Frank Leslie's Illustrated Newspaper 2 October 1880 Fruit and Flower mission

“Ladies of the Flower and Fruit Mission Waiting on Patients,” Frank Leslie’s Illustrated Newspaper (October 2, 1880). Retrieved from the Library of Congress, <https://www.loc.gov/item/2007675500/>

Katharine Ludington (1869–1953), Ethel’s sister-in-law, had from childhood gathered wildflowers from Old Lyme’s fields and roadsides and delighted in making decorative arrangements. In September 1887, after completing her studies at Miss Porter’s School where she was known as art teacher Robert Brandegee’s (1849–1922) most talented pupil, she described two “special” bouquets in a letter to a cousin. “One, in a robin’s egg blue vase, was of ferns which had turned light brown, cream color and white, yellow leaves and a few pale red and brownish pink maple leaves. The other was of dark rich red leaves of all kinds, sumach, Pepperidge and maple and the effect of the two roses in opposite corners was gorgeous.”[3] Katharine’s letters began mentioning her busy flower mission work in 1895, and the next year Ethel joined in that pleasurable summer task.

“Went to drive on the Hamburgh road and gathered quantities of golden rod and asters,” Ethel noted in her diary in September 1896. “Picked flowers by the roadside as well as at the Matson’s” with “most of the afternoon given to tying up flowers,” she wrote the following autumn. On a second excursion two weeks later, after “a fine walk in the woods picking golden rod, everlasting & bay leaves,” she “spent several hours after lunch tying up bunches of flowers for the Sea & Land Mission.”

The Church of Sea and Land, founded to minister to needy mariners and their families on New York’s Lower East Side and dedicated in 1819, had recently been saved from financial ruin through the efforts of Rev. Charles H. Parkhurst, the influential pastor at the Madison Square Presbyterian Church where the Ludington family were active members throughout the winter months. “The Church of the Sea and Land has recently become part of the mission work of Rev.
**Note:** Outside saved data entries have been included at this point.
PR #49812, opened 2018-09-28
[minion][scheduler] The master_alive job never deleted

kbespalov:
### What does this PR do?

Fixes removing of the `master_alive` job from scheduler on `disconnected` event.

### Issue

The master_alive job never deleted because of name of the master does not specified .
Each time when one of the master is lost,  the minion creates new one, but never deletes previous job.


isbm (approved):

DmitryKuzmenko (approved):
Good catch @kbespalov !

gtmanfred (approved):

cachedout (approved):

Parkhurst’s congregation,” a newsletter reported in 1894.[4]

Ethel Ludington’s love of flowers would later find expression in the luxuriant formal gardens she designed at her Clovelly estate near Philadelphia and in her contributions to the Philadelphia Garden Club. At age 32, when she spent most of July in Gloucester sitting for Miss Beaux’s portrait, she selected from her extensive wardrobe a diaphanous black jacket of old lace and gauzy square-neck white blouse. As accessories, she chose an emerald pendant, a slender vine-like green scarf that twined into her lap, and a pair of white camellias to decorate her glossy black hair. “Ethel showed us last evening a Kodak of her portrait in the charcoal stage just to show the pose & outlines. It was very spirited, & promises well,” a family member noted in early August.[5]

AAA_beauceci_5841 Cecilia Beaux

Cecilia Beaux on her terrace, Gloucester, 1911. Cecilia Beaux Papers, Archives of American Art, Smithsonian Institution

Gardens Clovelly Ludington

Clovelly gardens, Ardmore, Pennsylvania, ca. 1915. Ethel Saltus Ludington (memorial booklet), privately published, n.d. Object files, Florence Griswold Museum, Gift of the Ludington Family

 

[1] Ethel Saltus Ludington diaries, passim, Ludington Family Collection.
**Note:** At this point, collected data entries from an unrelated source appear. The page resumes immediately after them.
PR #49826, opened 2018-09-28
Remove warnings/support for force option for Neon

### LINKED ISSUE #49421: Handle deprecated code in win_servermanager state for Neon
- [x] salt/states/win_servermanager.py

rallytime:
The `win_servermanager.installed` function no longer supports the "force" option. This change removes the warning for Neon and updates the release notes.

Fixes #49421

### DIFF
--- a/doc/topics/releases/neon.rst
+++ b/doc/topics/releases/neon.rst
@@ -212,3 +212,13 @@ Module Deprecations
     - Support for the ``ssh.recv_known_host`` function has been removed. Please use the
       :py:func:`ssh.recv_known_host_entries <salt.modules.ssh.recv_known_host_entries>`
       function instead.
+
+State Deprecations
+------------------
+
+- The :py:mod:`win_servermanager <salt.states.win_servermanager>` state has been
+  changed as follows:
+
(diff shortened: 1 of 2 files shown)


doc/topics/releases/neon.rst
```diff
@@ -212,3 +212,13 @@ Module Deprecations
...
       :py:func:`ssh.recv_known_host_entries <salt.modules.ssh.recv_known_host_entries>`
       function instead.
+
+State Deprecations
+------------------
+
+- The :py:mod:`win_servermanager <salt.states.win_servermanager>` state has been
+  changed as follows:
+
+    - Support for the ``force`` kwarg has been removed from the
```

[2] “A Beautiful Charity: Opening Day at the Flower and Fruit Missions,” The New York Times, May 6, 1879.

[3] Katharine Ludington to Helen Gilman Noyes, September 1887, Brown Gilman Family Papers, New York Public Library.

[4] Christian Work Newspaper 57:410 (September 13, 1894).

[5] Helen Abia Gilman Noyes to Helen Gilman Noyes Brown, August 3, 1903, Brown Gilman Family Papers, New York Public Library.